The American continents, by the free and independent condition which they have assumed and
maintain, are henceforth not to be considered as subjects for future colonization by any
European powers... The citizens of the United States cherish sentiments the most friendly, in
favor of the liberty and happiness of their fellow men on that side of the Atlantic. In the wars of
the European powers, in matters relating to themselves, we have never taken any part... It is
only when our rights are invaded, or seriously menaced, that we resent injuries, or make
preparation for our defense. With the movements in this hemisphere, we are, of necessity,
more immediately connected...
We owe it, therefore, to candor, and to the amicable relations existing between the United
States and those powers, to declare, that we should consider any attempt on their part to
extend their system to any portion of this hemisphere, as dangerous to our peace and safety.
With the existing colonies or dependencies of any European power we have not interfered, and
shall not interfere.

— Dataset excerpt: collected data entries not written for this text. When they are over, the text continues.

PR #1552, opened 2016-10-11
Add Bristol assets

dracos:
Todo:
- [x] HTTPS WFS server URL
- [x] Bug removing sidebar message when category changed to non-asset one; I'd added a check for layer visibility, so it was only called for one layer, but this means it's not being called when layer disappears
- [x] The above can probably be fixed by this one, which is tidying up the generalised JS to stop a few functions being defined one time per asset rather than once overall
- [x] Issue switching off the layer, sometimes the normal pin isn't reinstated (not new issue)
- [x] Sidebar needs to hide the attribute fields (usrn and asset_id).

bristolassets


web/cobrands/fixmystreet/assets.js
```diff
@@ -86,49 +87,50 @@ var add_streetlights = (function() {
         }
     }
 
-    function check_zoom_message_visiblity() {
```
davea: I always make that typo, the mistake is apparently invisble to me 😉

dracos:
I've updated 774a9ba so that the fields are hidden are also not checked for requirement (as you say, because there's nothing the user could do); the failure may then move backwards to the Open311 post but we'll see.

dracos:
"The "or pick a grit bin" looks a little lost here - could it be made bigger to draw the user's eye?" - found the style from Angus and moving to generic.

PR #1554, opened 2016-10-13
Let users hide their name on published reports and updates

### LINKED ISSUE #658: Allow users to make their reports anonymous, post-submission
Alternative to  #374 - allow users to change the anonymous state after making a report

zarino:
Fixes #658.

TODO:
- [x] Prototype
- [x] Get design feedback
- [x] Decide on non-javascript fallback
- [x] Make the buttons work

**How it looks for reports:**

hide-name

(Looks very similar for Updates – just swap the word "report" for "update")

### DIFF
--- a/perllib/FixMyStreet/App/Controller/My.pm
+++ b/perllib/FixMyStreet/App/Controller/My.pm
@@ -234,6 +234,38 @@ sub by_shortlisted {
     }
 }
 
+sub anonymize : Path('anonymize') {
+    my ($self, $c) = @_;
+    $c->forward('/auth/get_csrf_token');
+
+    my $object;
+    if (my $id = $c->get_param('problem')) {
+        $c->forward( '/report/load_problem_or_display_error', [ $id ] );
+        $object = $c->stash->{problem};
+    } elsif ($id = $c->get_param('update')) {
+        $c->stash->{update} = $object = $c->model('DB::Comment')->find({ id => $id });
+        $c->detach('/page_error_400_bad_request') unless $object;
+    } else {
+        $c->detach('/page_error_404_not_found');
+    }
+    $c->detach('/page_error_400_bad_request') unless $c->user->id == $object->user_id;
+    $c->detach('/page_error_400_bad_request') if $object->anonymous;
+
+    if ($c->get_param('hide') || $c->get_param('hide_everywhere')) {
+        $c->detach('/page_error_400_bad_request') unless $c->req->method eq 'POST';
+        $c->forward('/auth/check_csrf_token');
+        if ($c->get_param('hide')) {
+            $object->update({ anonymous => 1 });
+            $c->flash->{anonymized} = _('Your name has been hidden.');
+        } elsif ($c->get_param('hide_everywhere')) {
+            $c->user->problems->update({anonymous => 1});
+            $c->user->comments->update({anonymous => 1});
+            $c->flash->{anonymized} = _('Your name has been hidden from all your reports and updates.');
+        }
+        $c->res->redirect($object->url);
+    }
+}
+
 __PACKAGE__->meta->make_immutable;
 
 1;
--- a/templates/web/base/report/_main.html
+++ b/templates/web/base/report/_main.html
@@ -64,6 +64,10 @@
         [% INCLUDE 'report/_report_meta_info.html' %]
     </p>
 
+    [% IF anonymized ~%]
+        <p class="form-success">[% anonymized %]</p>
+    [% END ~%]
+
     [% INCLUDE 'report/_main_sent_info.html' %]
     [% mlog = problem.latest_moderation_log_entry(); IF mlog %]
         <p>[% tprintf(loc('Moderated by %s at %s'), mlog.admin_user, prettify_dt(mlog.whenedited)) %]</p>
--- a/templates/web/base/report/_report_meta_info.html
+++ b/templates/web/base/report/_report_meta_info.html
@@ -1,2 +1,5 @@
 [% problem.meta_line(c) | html %]
+[% IF c.user_exists AND c.user.id == problem.user_id AND !problem.anonymous %]
+    <small>(<a href="/my/anonymize?problem=[% problem.id | uri %]" class="js-hide-name">[% loc('Hide your name?') %]</a>)</small>
+[% END %]
 [%- IF !problem.used_map %]; <strong>([% loc('there is no pin shown as the user did not use the map') %])</strong>[% END %]
--- a/templates/web/base/report/update.html
+++ b/templates/web/base/report/update.html
@@ -24,7 +24,7 @@
             <div class="item-list__update-wrap">
             [% IF update.whenanswered %]
                 <div class="item-list__update-text">
-                    <p class="meta-2"> [% INCLUDE meta_line %] </p>
+                    <p class="meta-2">[% INCLUDE meta_line %]</p>
                 </div>
             [% ELSE %]
                 <a name="update_[% update.id %]" class="internal-link-fixed-header"></a>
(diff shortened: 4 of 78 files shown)


zarino:
Feedback in IRC:

> [09:31:36]  matthew says —	zarino: not sure why you'd want to remove name from 'all updates' but not all reports (or vice-versa) I guess
> [09:32:33]  struan says —	zarino: yay! that looks super useful.
> [09:32:35]  zarino says —	matthew: so maybe a "Hide my name across the whole site" that does reports and updates everywhere?
> [09:32:50]  Abi says —	zarino: exactly my feedback, yes please

davea:
It'd be good to only show the 'hide my name on all my reports/updates' link if the user actually has any other non-anonymous reports, would tidy it up a bit. Does the wording need clarifying to indicate it's only *previous* reports that will be made anonymous, not any future ones?

zarino:
> Does the wording need clarifying to indicate it's only previous reports that will be made anonymous, not any future ones?

I wonder whether clicking that button should also set the flag that unticks the "publish my name" checkbox by default on new report forms? Chances are, if a person wants to expunge their name from the entire site, they will want to keep it that way, so making sure their future reports are anonymous too (by default, at least) seems sensible.

dracos:
That will happen automatically, as the checkbox's default state is "whatever it was for their last report/update".

abimysoc:
> That will happen automatically, as the checkbox's default state is "whatever it was for their last report/update".

But they're probably using this anonymisation process because the last report/update they made *wasn't* anonymous...

zarino:
> But they're probably using this anonymisation process because the last report/update they made wasn't anonymous...

@abimysoc: Right, but once they’ve pressed the "Make all of my reports anonymous", the next time they load a reporting form, FMS will find their most recent report, discover it was made anonymously, and untick the "Show my name" checkbox. If you get what I mean.

templates/web/base/report/_main.html
```diff
@@ -60,6 +60,21 @@ <h1 class="moderate-display">[% problem.title | html %]</h1>
...
     </p>
 
+  [% IF c.user_exists AND c.user.id == problem.user_id AND !problem.anonymous %]
+    <!-- TODO: Do we want to ajax this in? -->
+    <!-- TODO: Should this work without javascript too? -->
+    <div class="box-warning hide-name-form">
+      [% IF problem.bodies_str %]
+        <p>[% tprintf(loc('Your name has already been sent to %s, but we can hide it on this page:'), problem.bodies_str) %]</p>
+      [% END %]
+        <!-- TODO: URL or form with button? -->
```
dracos: Anything with a side-effect should be a button, not a URL.

templates/web/base/report/_main.html
```diff
@@ -60,6 +60,21 @@ <h1 class="moderate-display">[% problem.title | html %]</h1>
         [% INCLUDE 'report/_report_meta_info.html' %]
     </p>
 
+  [% IF c.user_exists AND c.user.id == problem.user_id AND !problem.anonymous %]
+    <!-- TODO: Do we want to ajax this in? -->
+    <!-- TODO: Should this work without javascript too? -->
```
dracos: Yes to the latter :) I would put this in a separate template file (perhaps merged with the update one, it's similar enough) so that non-JS can have a link to a separate page that just shows that template.

templates/web/base/report/_report_meta_info.html
```diff
@@ -1,2 +1,6 @@
 [% problem.meta_line(c) | html %]
+[% IF c.user_exists AND c.user.id == problem.user_id AND !problem.anonymous %]
+  <!-- TODO: Should this link to a page with server-side form, for users without JavaScript? -->
```
dracos: For now, set it up as an `/about/` page (ie. http://fixmystreet.org/customising/static-pages/ ) and we can hook/move it from there.

templates/web/base/report/update.html
```diff
@@ -24,7 +24,24 @@ <h4 class="static-with-rule">[% loc('Updates') %]</h4>
             <div class="item-list__update-wrap">
             [% IF update.whenanswered %]
                 <div class="item-list__update-text">
-                    <p class="meta-2"> [% INCLUDE meta_line %] </p>
+                    <p class="meta-2">
+                        [% INCLUDE meta_line %]
```
dracos: This section is not necessary, there is no name shown for a questionnaire response (when update.whenanswered is true).

templates/web/base/report/update.html
```diff
@@ -45,10 +62,25 @@ <h4 class="static-with-rule">[% loc('Updates') %]</h4>
...
                         [% END %]
                     </p>
+                  [% IF c.user_exists AND c.user.id == update.user_id AND !update.anonymous %]
+                    <!-- TODO: Do we want to ajax this in? -->
+                    <!-- TODO: Should this work without javascript too? -->
+                    <div class="box-warning hide-name-form">
+                        <!-- TODO: URL or form with button? -->
+                        <a href="#">[% loc('Hide my name in this update') %]</a>
+                        <p>[% loc('Alternatively, we can hide your name on <strong>all of your updates</strong>:') %]</p>
+                        <!-- TODO: URL or form with button? -->
```
dracos: Same comments as for problems - separate joint template, link to separate page, form/buttons.

web/cobrands/fixmystreet/fixmystreet.js
```diff
@@ -438,6 +438,15 @@ $.extend(fixmystreet.set_up, {
     $('.js-contribute-as').change();
   },
 
+  hide_name: function() {
+      console.log('hide_name');
```
dracos: Debug lines.

zarino:
@dracos Ok, I think this branch is ready for a developer to come along and implement a page that handles the anonymisation form, to replace `/about/hide-my-name.html`.

perllib/FixMyStreet/App/Controller/My.pm
```diff
@@ -234,6 +234,35 @@ sub by_shortlisted {
     }
 }
 
+sub anonymize : Path('anonymize') {
```
davea: Should this controller require an HTTP `POST`, as it modifies (potentially lots of) reports?

perllib/FixMyStreet/App/Controller/My.pm
```diff
@@ -234,6 +234,35 @@ sub by_shortlisted {
...
+        $c->stash->{update} = $object = $c->model('DB::Comment')->find({ id => $id });
+        $c->detach('page_error_400_bad_request') unless $object;
+    } else {
+        $c->detach('/page_error_404_not_found');
+    }
+    $c->detach('page_error_400_bad_request') unless $c->user->id == $object->user_id;
+    $c->detach('page_error_400_bad_request') if $object->anonymous;
+
+    if ($c->get_param('hide') || $c->get_param('hide_everywhere')) {
+        $c->forward('/auth/check_csrf_token');
```
davea: This has already been checked above.

dracos: It was got above (for displaying the form), but not checked :)

perllib/FixMyStreet/App/Controller/My.pm
dracos: It's also used to display the form, so I thought it didn't really matter (anyone malicious could try and construct a POST as easily as a GET, I mean), but yes it could check at the same point it checks the token. (Perhaps token check should always check POST, because you probably don't ever want a token in a GET…?)

dracos:
"Depending on the council's configuration, making all updates anonymous might affect those from Open311, causing confusion." – hopefully no-one is using a system Open311 user to leave updates, we should probably try and stop any that are, but yes, perhaps don't have the "all things" button for council users, that shouldn't be an issue. I'll have to remind myself of the possible combinations.
"As a user it'd be nice to see some kind of confirmation screen that my stuff has now been anonymized if that's the button I've clicked." – yeah, I thought taking them back to the page where they can see it is now anonymous would hopefully be enough, but it should probably show a message as well.

PR #1555, opened 2016-10-14
Fix list of response templates for a problem.

dracos:
Instead of returning all templates for the problem's body, return those
for the problem's category (or with no category).

Fixes mysociety/fixmystreetforcouncils#100

### DIFF
--- a/perllib/FixMyStreet/DB/Result/Problem.pm
+++ b/perllib/FixMyStreet/DB/Result/Problem.pm
@@ -658,13 +658,15 @@ order of title.
 =cut
 
 sub response_templates {
-    my $problem = shift;
-    return $problem->result_source->schema->resultset('ResponseTemplate')->search(
+    my $self = shift;
+    return $self->result_source->schema->resultset('ResponseTemplate')->search(
         {
-            body_id => $problem->bodies_str_ids
+            'me.body_id' => $self->bodies_str_ids,
+            'contact.category' => [ $self->category, undef ],
         },
         {
-            order_by => 'title'
+            order_by => 'title',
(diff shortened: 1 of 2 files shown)


perllib/FixMyStreet/DB/Result/Problem.pm
```diff
@@ -659,12 +659,23 @@ order of title.
...
+            body_id => $problem->bodies_str_ids,
+            category => $problem->category
+        }, {
+            columns => [ 'id' ],
+        }
+    )->get_column('id')->all;
+    return $schema->resultset('ResponseTemplate')->search(
+        {
+            body_id => $problem->bodies_str_ids,
+            contact_id => [ \@cids, undef ],
```
davea: I'm not sure about including templates with no category set here. Is your intention that not ticking any category in the template admin form implicitly associate it with all categories? Would a 'select all' button in the template editor (and perhaps validation to make sure at least one category is selected) make this clearer?

dracos: Yes, I read it as selecting no categories was the same as not having made a filter, so applied to all, and would be a generic "applies anywhere" template. That seemed easier than having to select all the categories (a Select/Clear all would help there, yeah). I guess as you can't delete templates through the interface, no categories is a way to have it not shown, though; I think the best solution is probably some help text :) As either reading of nothing selected would be okay, depends what we want to do.

dracos:
"OOI would a similar query to that used in response_priorities apply here, instead of needing to perform two separate queries?" – yep, should no, I was struggling with basic SQL last week!

PR #1557, opened 2016-10-17
Admin category form improvements

davea:
Implements @zarino's suggestions for improving the category editor form in the admin:

 - Use the same template for adding/editing contacts
 - Hide Open311 API key etc. fields unless send method requires them
 - 'Note' is the last field on the form, and is relabelled 'Summarise your changes' for clarity
 - Required fields are marked as such in HTML, for client-side validation

screen shot 2016-10-17 at 16 11 09

Fixes mysociety/fixmystreetforcouncils#67 and mysociety/fixmystreetforcouncils#71.


web/js/fixmystreet-admin.js
```diff
@@ -23,9 +24,11 @@ $(function(){
         }
     }
 
-    if ($open311_only) {
-        $('#send_method').on('change', hide_or_show_open311);
-        hide_or_show_open311(true);
+    if ($('.admin-open311-only')) {
```
dracos: I think this needs a `.length`

templates/web/base/admin/contact-form.html
```diff
@@ -0,0 +1,137 @@
...
+      <p>
+        [% loc('Choose a <strong>category</strong> name that makes sense to the public (e.g., "Pothole", "Street lighting") but is helpful
+                to the body too. These will appear in the drop-down menu on the report-a-problem page.') %]
+        <br>
+        [% loc("If two or more bodies serve the same location, FixMyStreet combines identical categories into a single entry in
+                the menu. Make sure you use the same category name in the bodies if you want this to happen.") %]
+      </p>
+    </div>
+    <p>
+      <strong>[% loc('Category') %] </strong><input type="text" class="form-control" name="category" size="30" value="[% contact.category | html %]" required>
```
dracos: The category isn't editable on the edit page; it certainly would be nice to, somehow (issues with problem table notwithstanding), but I think here it will just then create a new contact with the new data given.

templates/web/zurich/admin/contact-form.html
```diff
@@ -0,0 +1,72 @@
+<form method="post" action="[% c.uri_for('body', body_id ) %]" enctype="application/x-www-form-urlencoded" accept-charset="utf-8" id="category_edit">
+    <p><strong>[% loc('Category:') %] </strong>[% contact.category | html %]
+    <input type="hidden" name="category" value="[% contact.category | html %]" >
+    <input type="hidden" name="token" value="[% csrf_token %]" >
+
+    <p><strong>[% loc('Email:') %] </strong>
+    <input type="text" class="form-control" name="email" value="[% contact.email | html %]" size="30">
+
+    <p>
+      [% IF c.cobrand.moniker != 'zurich' %]
```
dracos: If we're having a Zurich specific version, it doesn't need these bits :)

templates/web/zurich/admin/contact-form.html
```diff
@@ -0,0 +1,72 @@
...
+          [% loc('Reputation threshold:') %]
+          <input type="text" class="form-control" name="reputation_threshold" id="reputation_threshold"
+            value="[% contact.get_extra_metadata('reputation_threshold') | html %]" size="30">
+        </label>
+      </p>
+    [% END %]
+
+    <p><strong>[% loc('Note:') %] </strong><textarea class="form-control" name="note" rows="3" cols="40"></textarea>
+
+    [% IF body.can_be_devolved %]
```
dracos: Presumably this won't happen in Zurich either.

templates/web/base/admin/contact-form.html
davea: Good catch, thanks.

davea:
Thanks for the review - I've fixed up those various bits and it should be good to go now.

PR #1559, opened 2016-10-18
Add ‘description’ field to response priorities

davea:
- Adds an internal 'description' field to response priorities in the admin
 - Description is shown on the response priorities list table
 - Adds 'select all/select none' UI atop categories checklist (also for response templates)
 - Matches behaviour introduced in #1555 - empty category list means priority applies to all categories

For mysociety/fixmystreetforcouncils#66.


dracos:
:+1:

PR #1560, opened 2016-10-19
Resend report if changing category also changes body

davea:
Changing the category of a report (via the inspect/manage page or via the admin) might also mean the responsible body for that report has changed.

This PR adds functionality causing the report to be sent again if the body changes.

For mysociety/fixmystreetforcouncils#44.


dracos:
Code looks fine, but please could we have tests for the resending and the redirect :)

PR #1562, opened 2016-10-20
Have report page show inspect form by default

dracos:
This saves an inspector having to click a button to see the form.


dracos:
Yeah, I don't see an issue with having that, we can see if any confusion arises.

But with the governments who have declared their independence, and
maintained it, and whose independence we have, on great consideration, and on just
principles, acknowledged, we could not view any interposition for the purpose of oppressing
them, or controlling, in any other manner, their destiny, by any European power in any other
light than as the manifestation of an unfriendly disposition towards the United States....
James Monroe, 1823 (“The Monroe Doctrine”)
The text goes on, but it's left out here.